Exercise goal:
Please return every line in the entries below with the word "strength" in it.

__________________________________________________

PR #813, opened 2022-08-31
Align Mols by Core

badisa:
An issue was seen in finding the MCS of two compounds due to slight conformational changes. This PR adds the ability to set up a set of restraints between two compounds in vacuum to align their cores together. This can be used to construct a valid MCS mapping that is stable for SingleTopologyV3

Test Case
Two cyclohexanes that have different conformations.
Screenshot from 2022-08-31 14-07-44

If mapped using `mcs_map` and `get_core_by_mcs` the hydrogens mapped are invalid due to the relative position to the ring
Screenshot from 2022-08-31 14-10-02
When this core is applied to SingleTopologyV3, the initial conformation is wrong and is an unstable transformation.
Screenshot from 2022-08-31 14-08-16

Aligning to the carbon ring then running `mcs_map` and `get_core_by_mcs`, the mapping is as expected.
Screenshot from 2022-08-31 14-10-14

### DIFF
--- a/tests/test_align.py
+++ b/tests/test_align.py
@@ -1,0 +1,180 @@
+from copy import deepcopy
+
+import numpy as np
+import pytest
+from rdkit import Chem
+from rdkit.Chem import AllChem
+
+from timemachine.constants import DEFAULT_FF
+from timemachine.fe.atom_mapping import get_core_by_mcs, mcs
+from timemachine.fe.topology import AtomMappingError
+from timemachine.fe.utils import set_romol_conf
+from timemachine.ff import Forcefield
+from timemachine.md import align
+
+
+def get_cyclohexanes_different_confs():
+    """Two cyclohexane structures that differ enough in conformations to map poorly by MCS with threshold of 2.0"""
+    mol_a = Chem.MolFromMolBlock(
+        """
+ cyclo_1
+
+ 18 18  0  0  1  0  0  0  0  0999 V2000
+    0.7780    1.1695    0.1292 C   0  0  0  0  0  0  0  0  0  0  0  0
+    1.3871   -0.1008    0.2959 C   0  0  0  0  0  0  0  0  0  0  0  0
+   -0.6896    1.3214   -0.2192 C   0  0  0  0  0  0  0  0  0  0  0  0
+   -1.5088    0.0613    0.0503 C   0  0  0  0  0  0  0  0  0  0  0  0
+   -0.7859   -1.2096   -0.4242 C   0  0  0  0  0  0  0  0  0  0  0  0
+    0.6085   -1.3920    0.2133 C   0  0  0  0  0  0  0  0  0  0  0  0
+   -1.1105    2.1590    0.3356 H   0  0  0  0  0  0  0  0  0  0  0  0
+   -0.7549    1.5841   -1.2762 H   0  0  0  0  0  0  0  0  0  0  0  0
+   -1.6874   -0.0047    1.1175 H   0  0  0  0  0  0  0  0  0  0  0  0
+   -2.4858    0.1560   -0.4244 H   0  0  0  0  0  0  0  0  0  0  0  0
+   -0.6117   -1.0357   -1.4891 H   0  0  0  0  0  0  0  0  0  0  0  0
+    1.1610   -2.0015   -0.5036 H   0  0  0  0  0  0  0  0  0  0  0  0
+    0.5422   -1.8809    1.1852 H   0  0  0  0  0  0  0  0  0  0  0  0
+   -1.4054   -2.0928   -0.2686 H   0  0  0  0  0  0  0  0  0  0  0  0
+    1.3677    1.7499   -0.5802 H   0  0  0  0  0  0  0  0  0  0  0  0
+    0.9940    1.7789    1.0067 H   0  0  0  0  0  0  0  0  0  0  0  0
+    1.9567   -0.0955    1.2253 H   0  0  0  0  0  0  0  0  0  0  0  0
+    2.2449   -0.1670   -0.3734 H   0  0  0  0  0  0  0  0  0  0  0  0
+  1  2  1  0
+  1  3  1  0
+  1 15  1  0
+  1 16  1  0
+  2  6  1  0
+  2 17  1  0
+  2 18  1  0
+  3  4  1  0
+  3  7  1  0
+  3  8  1  0
+  4  5  1  0
+  4  9  1  0
+  4 10  1  0
+  5  6  1  0
+  5 11  1  0
+  5 14  1  0
+  6 12  1  0
+  6 13  1  0
+M  END
+$$$$""",
+        removeHs=False,
+    )
+
+    mol_b = Chem.MolFromMolBlock(
+        """
+ cyclo_2
+
+ 18 18  0  0  1  0  0  0  0  0999 V2000
+    0.7953    1.1614    0.0469 C   0  0  0  0  0  0  0  0  0  0  0  0
+    1.3031   -0.0613    0.5362 C   0  0  0  0  0  0  0  0  0  0  0  0
+   -0.6118    1.1962   -0.5144 C   0  0  0  0  0  0  0  0  0  0  0  0
+   -0.9934   -0.1785   -1.1042 C   0  0  0  0  0  0  0  0  0  0  0  0
+   -0.6439   -1.3144   -0.1494 C   0  0  0  0  0  0  0  0  0  0  0  0
+    0.4262   -1.2251    0.6719 C   0  0  0  0  0  0  0  0  0  0  0  0
+   -1.2949    1.4641    0.2937 H   0  0  0  0  0  0  0  0  0  0  0  0
+   -0.6968    1.9715   -1.2775 H   0  0  0  0  0  0  0  0  0  0  0  0
+   -2.0662   -0.1837   -1.3042 H   0  0  0  0  0  0  0  0  0  0  0  0
+   -0.4970   -0.3613   -2.0575 H   0  0  0  0  0  0  0  0  0  0  0  0
+    0.6428   -1.9811    1.4121 H   0  0  0  0  0  0  0  0  0  0  0  0
+   -1.2637   -2.1987   -0.1345 H   0  0  0  0  0  0  0  0  0  0  0  0
+    1.4850    1.5611   -0.6965 H   0  0  0  0  0  0  0  0  0  0  0  0
+    0.8877    1.9212    0.8230 H   0  0  0  0  0  0  0  0  0  0  0  0
+    1.8010    0.1189    1.4889 H   0  0  0  0  0  0  0  0  0  0  0  0
+    2.1753   -0.3430   -0.0537 H   0  0  0  0  0  0  0  0  0  0  0  0
+   -1.2711   -0.8618    0.6186 H   0  0  0  0  0  0  0  0  0  0  0  0
+   -0.1781   -0.6848    1.4006 H   0  0  0  0  0  0  0  0  0  0  0  0
+  1  2  1  0
+  1  3  1  0
+  1 13  1  0
+  1 14  1  0
+  2  6  1  0
+  2 15  1  0
+  2 16  1  0
+  3  4  1  0
+  3  7  1  0
+  3  8  1  0
+  4  5  1  0
+  4  9  1  0
+  4 10  1  0
+  5  6  1  0
+  5 12  1  0
+  5 17  1  0
+  6 11  1  0
+  6 18  1  0
+M  END
+$$$$""",
+        removeHs=False,
+    )
+    return mol_a, mol_b
+
+
+def get_core(mol_a, mol_b, threshold=2.0):
+    """Simple utility that finds a core by using the conformers with a threshold"""
+    mcs_result = mcs(mol_a, mol_b, threshold=threshold)
+    query = Chem.MolFromSmarts(mcs_result.smartsString)
+    return get_core_by_mcs(mol_a, mol_b, query, threshold=threshold)
+
+
+@pytest.mark.nogpu
+def test_align_mols_by_core():
+    """Uses a core to align two compounds. Uses two cyclohexanes with different conformers as the test case in the case of
+    finding the best MCS"""
+
+    mol_a, mol_b = get_cyclohexanes_different_confs()
+
+    assert mol_a.GetNumAtoms() == mol_b.GetNumAtoms()
+
+    core = get_core(mol_a, mol_b)
+
+    # The difference in conformer prevents a complete mapping
+    assert len(core) != mol_a.GetNumAtoms()
+
+    hydrogenless_mol_a = Chem.RemoveHs(deepcopy(mol_a))
+    hydrogenless_mol_b = Chem.RemoveHs(deepcopy(mol_b))
+
+    restraint_core = get_core(hydrogenless_mol_a, hydrogenless_mol_b)
+
+    assert len(restraint_core) == 6  # Number of carbons in mol
+
+    ff = Forcefield.load_from_file(DEFAULT_FF)
+
+    conf_a, conf_b = align.align_mols_by_core(mol_a, mol_b, restraint_core, ff)
+
+    set_romol_conf(mol_a, conf_a)
+    set_romol_conf(mol_b, conf_b)
+
+    core = get_core(mol_a, mol_b)
+
+    # The mapping should cover the entirety of the two compounds
+    assert len(core) == mol_a.GetNumAtoms()
+
+
+def test_align_core_different_size_mols():
+    """Verifies that this works as expected if the size of the molecules aren't the same."""
+    mol_a = Chem.AddHs(Chem.MolFromSmiles("c1ccccc1"))  # benzene
+    mol_b = Chem.AddHs(Chem.MolFromSmiles("c1ccccc1-c2ccccc2"))  # bi-phyenl
+    seed = 2022
+    AllChem.EmbedMolecule(mol_a, randomSeed=seed)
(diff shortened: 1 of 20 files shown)


timemachine/md/minimizer.py
```diff
@@ -277,3 +282,85 @@ def equilibrate_host(
     ctxt.multiple_steps(np.linspace(0.0, 0.0, n_steps))
 
     return ctxt.get_x_t(), ctxt.get_box()
+
+
+def align_mols_by_core(
```
badisa, line 287: Should probably move to a `md/align.py` module

timemachine/fe/topology.py
```diff
@@ -646,6 +646,92 @@ def parameterize_nonbonded(self, ff_q_params, ff_lj_params):
             cutoff,
         )
 
+    def parameterize_nonbonded_pairlist(self, ff_q_params, ff_lj_params):
```
badisa, line 649: Needed to use DualTopology with VacuumSystem, was also broken previously.

timemachine/fe/topology.py
```diff
@@ -629,8 +629,8 @@ def parameterize_nonbonded(self, ff_q_params, ff_lj_params):
             ]
         ).astype(np.float64)
 
-        combined_lambda_plane_idxs = None
-        combined_lambda_offset_idxs = None
+        combined_lambda_plane_idxs = np.zeros(NA + NB, dtype=np.int32)
```
badisa, line 632: The potential is effectively broken without this. Because we only used it parameterize other nonbonded potentials we hadn't seen an error.

timemachine/potentials/nonbonded.py
```diff
@@ -192,6 +192,10 @@ def nonbonded_v3(
         assert (lj_rescale_mask == lj_rescale_mask.T).all()
 
     N = conf.shape[0]
+    if lambda_plane_idxs is None:
```
badisa, line 195: The docstring says these are optional, if the conf is 3D, they are not.

timemachine/md/align.py
```diff
@@ -0,0 +1,96 @@
...
+
+    grad_fn = jax.jit(jax.grad(combined_U, argnums=(0)))
+
+    def force_func(x):
+        du_dx = grad_fn(x)
+        return -du_dx
+
+    # TBD 1e-3 step size is arbitrary
+    intg = LangevinIntegrator(force_func, masses, 0.0, 1e-3, 0.0)
+    key = jax.random.PRNGKey(2022)  # seed value doesn't matter with no friction and 0 temp
```
maxentile, line 84: Possibility: Could [retain 0 temp but set friction > 0](https://github.com/proteneer/timemachine/blob/05d60b173f92ed18b8c63fbf05cd3249a015711e/tests/test_reference_langevin_integrator.py#L152-L158) to get more minimizer-like behavior.

(With friction=temp=0, this may not effectively minimize energy, I think)

timemachine/md/align.py
```diff
@@ -0,0 +1,96 @@
...
+    xs, _ = intg.multiple_steps_lax(key, x0, np.zeros_like(x0), n_steps=n_steps)
+    xs = np.array(xs)
+
+    mol_a_core = xs[:, bond_indices[:, 0]]
+    mol_b_core = xs[:, bond_indices[:, 1]]
+    deltas = mol_a_core - mol_b_core
+    rmsds = [np.linalg.norm(delta) for delta in deltas]
+    best_alignment_idx = np.argmin(rmsds)
```
maxentile, line 92: Question: Is taking `idx = argmin(rmsds)` preferable to taking last frame `idx = -1`?

With default restraint force constant k = 10000 kJ/mol / nm^2, I would expect very small restraint RMSDs here (if these are fluctuating @ 300K and there are no other competing energy terms, each restrained atom pair might fluctuate roughly on order of stddev = sqrt(kBT/ k) = 0.015 nm).

Another possibility may be to gradually increase the strength of the core restraint over time and take the last frame, if driving RMSD close to 0 is crucial.

maxentile (commented):
Nice approach! This should reduce sensitivity of distance-threshold-based MCS to imperfectly aligned initial conformers.

(Minor nit inline about how the minimization is performed.)

timemachine/md/align.py
badisa: Doing `idx = argmin(rmsds)` definitely has an impact. Have seen selecting the last frame produce cores just as bad the current core finding approach we use. It can also explode if the initial core is broken, so this will avoid taking a frame that is outright bad, though could have a separate check outside of `rmsd`. 

> Another possibility may be to gradually increase the strength of the core restraint over time and take the last frame, if driving RMSD close to 0 is crucial.

That certainly seems viable.

timemachine/md/align.py
```diff
@@ -0,0 +1,98 @@
...
+
+from timemachine.fe import topology
+from timemachine.fe.utils import get_mol_masses, get_romol_conf
+from timemachine.ff import Forcefield
+from timemachine.integrator import LangevinIntegrator
+from timemachine.potentials import generic
+
+
+def align_mols_by_core(
+    mol_a: Chem.Mol, mol_b: Chem.Mol, core: NDArray, ff: Forcefield, n_steps: int = 200, k: float = 10000
```
badisa, line 18: Increased to 200 with the increase of friction to 10.0, otherwise some test cases that passed before fail.

timemachine/md/align.py
badisa: Resolved in https://github.com/proteneer/timemachine/pull/813/commits/eba33b2cc34690fd53adc6a7399301203d7f3518

timemachine/md/align.py
badisa: I am inclined to hold off with the increasing the strength, as it seems like we need to deboggle the integrator and how we configure JAX vacuum systems. Using the GPU systems would work, but this seems too cheap to justify pushing onto the GPU.

badisa:
Been running this on CDK2, Hif2a, SHP2 from here: https://github.com/MCompChem/fep-benchmark/

So far things are looking pretty good. Takes about 15 seconds per pair at the moment (32 core machine, but looks to only be about 2 cores really doing work)

timemachine/fe/atom_mapping.py
```diff
@@ -2,10 +2,17 @@
...
 from rdkit import Chem
 from rdkit.Chem import rdFMCS
 
+from timemachine.constants import DEFAULT_FF
 from timemachine.fe.topology import AtomMappingError
+from timemachine.fe.utils import set_romol_conf
+from timemachine.ff import Forcefield
+from timemachine.md.align import align_mols_by_core
+
+# def heavy_atom_mcs(a, b, threshold)
```
jkausrelay, line 15: remove

timemachine/md/align.py
```diff
@@ -0,0 +1,98 @@
...
+) -> Tuple[NDArray, NDArray]:
+    """
+    Given two mols and a core mapping, simulate the mols in vacuum with harmonic bounds between them to get aligned poses.
```
jkausrelay, line 21: bounds -> bonds

badisa: Fixed in https://github.com/proteneer/timemachine/pull/813/commits/c45d947dbfd2941220a5e5959ed9dd3c1b623cc3

timemachine/fe/atom_mapping.py
badisa: Removed in https://github.com/proteneer/timemachine/pull/813/commits/c45d947dbfd2941220a5e5959ed9dd3c1b623cc3

timemachine/md/align.py
mcwitt: > as it seems like we need to deboggle the integrator and how we configure JAX vacuum systems

Not sure if this is what needs deboggling, but just a note that now you can convert GPU potentials to JAX reference potentials without too much trouble:

```
from timemachine.potentials import generic

generic.Nonbonded.from_gpu(nonbonded_gpu).to_reference()
```

tests/test_fe_utils.py
```diff
@@ -103,3 +104,22 @@ def test_get_mol_name():
...
+
+
+def test_set_mol_coords():
+    mol = Chem.AddHs(Chem.MolFromSmiles("c1ccccc1"))
+    AllChem.EmbedMolecule(mol)
+
+    x0 = utils.get_romol_conf(mol)
+
+    # Make some random move
+    x1 = x0 + np.random.randn(*x0.shape)
```
mcwitt, line 116: Should we set a seed above?

timemachine/md/align.py
badisa: For sure, those would certainly help getting a reference version ready. I like having this a CPU only method and its the JAX potentials and the integrator that would need to be modified to interpolate.

Unless we want to do something like this https://github.com/proteneer/timemachine/blob/master/timemachine/fe/single_topology_v3.py#L656-L679 and change lambda in a loop?

timemachine/fe/utils.py
```diff
@@ -148,6 +149,16 @@ def get_romol_conf(mol):
     return guest_conf / 10  # from angstroms to nm
 
 
+def set_romol_conf(mol, new_coords):
+    """Sets coordinates of mol's 0th confomrmer"""
+    assert new_coords.shape[0] == mol.GetNumAtoms()
+    # convert from nm to angstroms
+    angstrom_coords = new_coords * 10
```
mcwitt, line 156: Should we indicate in the function name and/or the docstring that this also performs unit conversion?

timemachine/fe/utils.py
```diff
@@ -148,6 +149,16 @@ def get_romol_conf(mol):
...
+    conf = mol.GetConformer(0)
+    for i, (x, y, z) in enumerate(angstrom_coords):
+        conf.SetAtomPosition(i, Point3D(float(x), float(y), float(z)))
```
mcwitt, line 159: nit: is there a downside to this slightly simpler version?
```suggestion
    for i, pos in enumerate(angstrom_coords):
        conf.SetAtomPosition(i, pos)
```

timemachine/md/align.py
mcwitt: Hmm, I think I understand. Could you modify the force function signature to take `k` as an argument, and then step via a for loop while modifying k? Maybe something like

```python
    @jax.jit
    def force_func(x, k):
        restraint_params = jnp.zeros((len(core), 2)).at[:, 0].set(k)

        bond_U = functools.partial(
            U_ref,
            params=jnp.array(restraint_params),
            box=None,
            lam=0.0,
        )

        def combined_U(x):
            return U(x) + bond_U(x)

        dU_dx = jax.grad(combined_U)(x)

        return -du_dx
```

timemachine/fe/topology.py
```diff
@@ -646,6 +646,92 @@ def parameterize_nonbonded(self, ff_q_params, ff_lj_params):
...
+            params.append((q * sf_q, s, e * sf_lj))
+
+        params = np.array(params)
+
+        beta = _BETA
+        cutoff = _CUTOFF  # solve for this analytically later
+
+        offsets = np.zeros(len(inclusion_idxs))
+
+        return params, potentials.NonbondedPairListPrecomputed(inclusion_idxs, offsets, beta, cutoff)
```
mcwitt, line 733: nit: it seems like this function might factorize into something like
```
params_a, nb_a = BaseTopology(mol_a, ff).parameterize_nonbonded_pairlist(ff_q_params, ff_lj_params)
params_b, nb_b = BaseTopology(mol_b, ff).parameterize_nonbonded_pairlist(ff_q_params, ff_lj_params)
params, nonbonded = combine_(params_a, nb_a, params_b, nb_b)
```

(with `combine_` to be defined) and this might reduce the repetition here relative to `BaseTopology`?

timemachine/fe/utils.py
badisa: The API requires a Point3D object and each value must be in a `float` 

https://www.rdkit.org/docs/source/rdkit.Chem.rdchem.html#rdkit.Chem.rdchem.Conformer.SetAtomPosition

Unless you are indicating a larger change?

mcwitt: No larger change; the Python API seems to also accept iterables of objects that can be converted to float (the docs are not clear on this, but do seem to show a variant that takes `AtomPairsParameters` 😕 ). In any case, there are many examples of passing e.g. lists and tuples as the second argument in the [rdkit repo](https://github.com/rdkit/rdkit/search?q=SetAtomPosition), so either is probably fine?

timemachine/md/align.py
badisa: That would work, just then need to have a way to modify k as it moves forward. Could recreate a new force func every step along with and integrator, but seems like we should support this more generally rather than hard coding it here.

timemachine/fe/topology.py
badisa: Done in [e0e77cc](https://github.com/proteneer/timemachine/pull/813/commits/e0e77cc7c079ffc5b176201af4bfb4170514b483)

timemachine/fe/utils.py
badisa: Done in [5ab4c26](https://github.com/proteneer/timemachine/pull/813/commits/5ab4c26e0267f6ba02fee9a8f05a3764deb3c81f)

timemachine/fe/atom_mapping.py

__________________________________________________

Final answer:
Another possibility may be to gradually increase the strength of the core restraint over time and take the last frame, if driving RMSD close to 0 is crucial.
> Another possibility may be to gradually increase the strength of the core restraint over time and take the last frame, if driving RMSD close to 0 is crucial.
badisa: I am inclined to hold off with the increasing the strength, as it seems like we need to deboggle the integrator and how we configure JAX vacuum systems. Using the GPU systems would work, but this seems too cheap to justify pushing onto the GPU.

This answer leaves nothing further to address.